I found yet another site that lists lots of review sites...

http://www.consumersearch.com/www/family/d...od/reviews.html


----------



## Nikki's Mom (Feb 13, 2008)

In my opinion, the "corporate" food and agriculture industry does not care one bit about keeping people and pets healthy. Their main concern is making money, and they do it by making food products as cheaply as they can, with inferior ingredients that are barely edible, and then throwing in synthetic vitamin cocktails, 99% of which are made in China, so that they can label the food "nutritionally complete."

Poor quality commercial dog foods, like grocery store brands etc., may have the essential vitamins/minerals, etc. but my concern is the quality of those vitamins/minerals, and the quality of the food itself. The article said that many dogs who are on home-cooked and raw have health problems. That may be so if the quality of the raw and home cooked is poor, and if the necessary vitamins/minerals are not present in the food, or if it is strictly vegetarian, which isn't nutritionally complete for a dog. 

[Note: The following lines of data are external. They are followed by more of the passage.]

PR #11261, opened 2017-09-06
scripted-diff: Use <cxxx> instead of deprecated <xxx.h> when including C compatibility headers

practicalswift:
Use `<cxxx>` instead of deprecated `<xxx.h>` when including C compatibility headers.

Includes changed:

```
<assert.h>
<errno.h>
<limits.h>
<math.h>
<signal.h>
<stdarg.h>
<stdint.h>
<stdio.h>
<stdlib.h>
<string.h>
```

### DIFF
--- a/doc/developer-notes.md
+++ b/doc/developer-notes.md
@@ -441,6 +441,8 @@ Source code organization
     failures when those indirect dependencies change. Furthermore, it obscures what the real code
     dependencies are.
 
+- Use `#include <cxxx>` instead of the deprecated form `#include <xxx.h>` when including C compatibility headers (such as `<cstdint>`, `<cstdlib>`, `<cstring>`, etc.).
+
 - Don't import anything into the global namespace (`using namespace ...`). Use
   fully specified types such as `std::string`.
 
--- a/src/addrman.h
+++ b/src/addrman.h
@@ -15,7 +15,7 @@
 
 #include <map>
 #include <set>
-#include <stdint.h>
+#include <cstdint>
 #include <vector>
 
 /**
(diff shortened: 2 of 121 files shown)


laanwj:
Another huge diff. Are there any immediate drawbacks from this, except consistency?
Also if we decide to do this it needs mention in the developer notes.

practicalswift:
@laanwj In addition to the consistency argument you raised, it could be argued that we should try to avoid deprecated stuff in general :-)  The use of the `.h` form for C compatibility headers is deprecated in C++11. I'll add a note about it in the developer notes.

To make reviewing easy I made this change as a scripted-diff.

practicalswift:
Added a note about the preference of `#include <cxx>` in the developer notes.

Another argument for normalization is to allow for easy detection of duplicate includes and quick grepping for all usages of say `<csignal>` (instead of having to search for both `<signal.h>` and `<csignal>`).

dcousens (approved):

danra:
NACK
I would love to see this change. However, it would also require using all included functionality through the std namespace, since the non-legacy headers aren't guaranteed to contain it in the global namespace.
If you can get the bigger change accepted (prefixing included things with `std::` / adding the appropriate `using` declarations where needed) I would gladly support it.

practicalswift:
@danra I'm afraid such prefixing would produce a gigantic diff. Just changing `{,u}int64_t` to `std::{u,}int64_t` would touch ~2000 lines :-)

danra:
@practicalswift You can use non-namespace `using` declarations. But regardless, I doubt this kind of big change would be approved.
But given that, doing your proposed change would make the code less compliant with the C++ standard, not more so.
In fact, to maximize portability and compliance with the standard, there are probably many instances of `#include <cxxx>` in the project which should be replaced with `#include <xxx.h>`, which is guaranteed to have its functionality visible in both the `std` and the global namespaces.

practicalswift:
Closing this PR due to failure to reach ACK consensus :-)

PR #11274, opened 2017-09-07
[tests] Cleanup wildcard imports in functional tests

mess110:
* Unless it makes sense (p2p-compactblocks, p2p-fullblocktest, p2p-segwit, replace-by-fee)
* Also remove double new lines
* Remove whitespaces


laanwj:
Thanks for your contribution.

However this was discussed before, last time in #9876, and back then it was decided not to do this.

MarcoFalke:
Thanks. Though, this looks like a duplicate of  #10366

mess110:
Always search before doing work, always search before doing work, always sea...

To give a blanket condemnation of alternative food methods and to label it "cultlike" in my opinion is rather rude. My vet is a nutritionist. When I brought in a recipe that I had concocted myself, she said that it was okay but she would work with me to design a better one. If more vets could do this, then there wouldn't be as many health issues, and pets would live longer and be healthier. Instead of condemming people who want to try, maybe this vet should take some nutrition classes and become a consultant instead of touting the virtues of poor quality food that you and I, let alone your dog, wouldn't eat in a million years if we knew exactly what went into it.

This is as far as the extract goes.